I am convinced that we are all connected as humans, and none of us needs to repeat what someone else has already done, unless we really want to. It is more important for us each to find our own special thing we can do. So I am grateful to Verena Stael von Holstein and Wolfgang Weirauch for taking the time to have the conversations and then writing them down for the rest of us to read; I now do not need to ask the trees the same questions. Instead, I can ask new ones based on a greater level of understanding than before I read their book, questions that are more relevant to me and my path which is different to theirs.

Ammer Veil Falls

This week it is the willow I have been most in communication with, enjoying the veil of fresh green growth, and the way that when underneath on a sunny day, it almost vanishes letting the sun reach the plants underneath. It has a very similar quality to veil falls on the Ammer in South Germany, in a completely unexpected way. (Pictured above; I’m assuming most people reading this already know what a willow looks like!)
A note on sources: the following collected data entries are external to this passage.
PR #341, opened 2017-12-18
Using umsgpack breaks because it is not a dependency

jessemyers:
Per feedback from #340, remove explicit `umsgpack` usage


macisamuele:
According to the use of msgpsck in bravado the two libraries are compatible, the test failure is related to the import of umsgpack for integration tests (tests/integration/requests_client_test.py).
Please fix that import too

macisamuele:
@jessemyers thanks a lot for your effort :)
I'm merging this on master so you and your team could use it.
A new version of bravado will be released tomorrow.

PR #346, opened 2018-01-18
Add twisted errors to list of Fido timeouts

### LINKED ISSUE #344: Not all Fido timeout errors are caught
There are some twisted errors that occur with low request timeout (the timeout passed in `_request_options`). The ones i've seen are `twisted.internet.error.DNSLookupError` and `twisted.internet.error.ConnectingCancelledError`. These seem like more general errors, but I think they occur because of the fact that the request timeout cancels the twisted deferred.

Either way, if you set the request timeout low, you'll get these, which should be reraised.

The values that I needed to set for timeout to get these errors were:
`0.001` (1ms) for `twisted.internet.error.ConnectingCancelledError`
and
`0.0001` (0.1ms) for `twisted.internet.error.DNSLookupError` - Note: 0 also works

You may ask why anyone in their right mind would set these values so low, but can easily happen when programmatically setting the timeout.

bplotnick:
This fixes #344 by adding twisted.internet.error.DNSLookupError and twisted.internet.error.ConnectingCancelledError to the list of timeout errors.

As mentioned in the issues, these seem like more general than just timeouts, but I can reliably reproduce them by setting low request timeouts, so they should probably be caught somehow.

### DIFF
--- a/bravado/fido_client.py
+++ b/bravado/fido_client.py
@@ -8,6 +8,7 @@ import fido.exceptions
 import requests
 import requests.structures
 import six
+import twisted
 from bravado_core.response import IncomingResponse
 from yelp_bytes import to_bytes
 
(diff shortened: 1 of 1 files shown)


macisamuele:
@bplotnick sorry for the late reply
I'm personally a bit against this change because the errors that you're adding to ``timeout_error``s are more like connection errors.
I planned to add the same handling  for connection errors (defining ``BravadoConnectionErrors``) but I was not able to have reliable integration tests.

bplotnick:
@macisamuele Yeah I am not too happy with this either because the errors could probably be caused by other issues. However, I'm not entirely sure what the alternative is. Could we put some sort of "reasonable" minimum timeout? Is that going to be reliable?

PR #353, opened 2018-03-05
Clarify that this tool only supports OpenAPI v2.0

DStape:
OpenAPI 3.0 was recently released, however Bravado does not currently
support this.


MrLoh:
Is bravado still mainainted? It's 6 years later in OAS 3 is still not supported it seems.

Issue #352, opened 2018-02-19
Handling next and previous pagination of results


bdowling:
I'm looking for an example of dealing with pagination in the case where the API provides a next/previous URL for you to follow.

It is not clear to me if there is a streamlined way of handling this in Bravado already, but I was attempting to craft a wrapper class that would handle this in my schema.  If there is and someone can point me to the light I'd be happy to write some additional docs around this useful case.

I have done it initially for a single operation, but I am trying so see if there is an easy way to do this for all operations more generically.

Is there a way to pass back the URL and have it process it per the spec/model as defined?  What I did in my test was parse out the params (cursor) in the URL and craft a new operation request, but it feels like there should be a simpler shortcut here.

I'm sure this has been encountered, so any input you can provide would be helpful.

The latest 3.0 OpenAPI specs try to address this with [links](https://swagger.io/docs/specification/links/), wondering if a `x-links` feature may make this suit the generic case (where other URLs to other Models in the API also are returned).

Willow is a water tree, the weeping willow exceptionally so, through its shape, its branches, its leaves, and its choice of habitat. Standing underneath its canopy in a light shower will not keep you dry, like so many other broad-leaved trees will. Willow may rejuvenate from a branch plunged into the soil, so a tree may be very old and wise even though the wood we see may be young. This makes it relatively easy to communicate with; I have found in general that the older the tree the stronger its voice is. Willow’s soul quality is described in the book as ‘overcoming’; it teaches us how to be flexible and yet strong at the same time, as well as more direct help in the form of salicylic acid. Later in the year the leaves will form a thicker curtain, shading the undergrowth from the strong summer sun and providing a cool place to sit. However, such is its affinity with water that mud is a likely companion!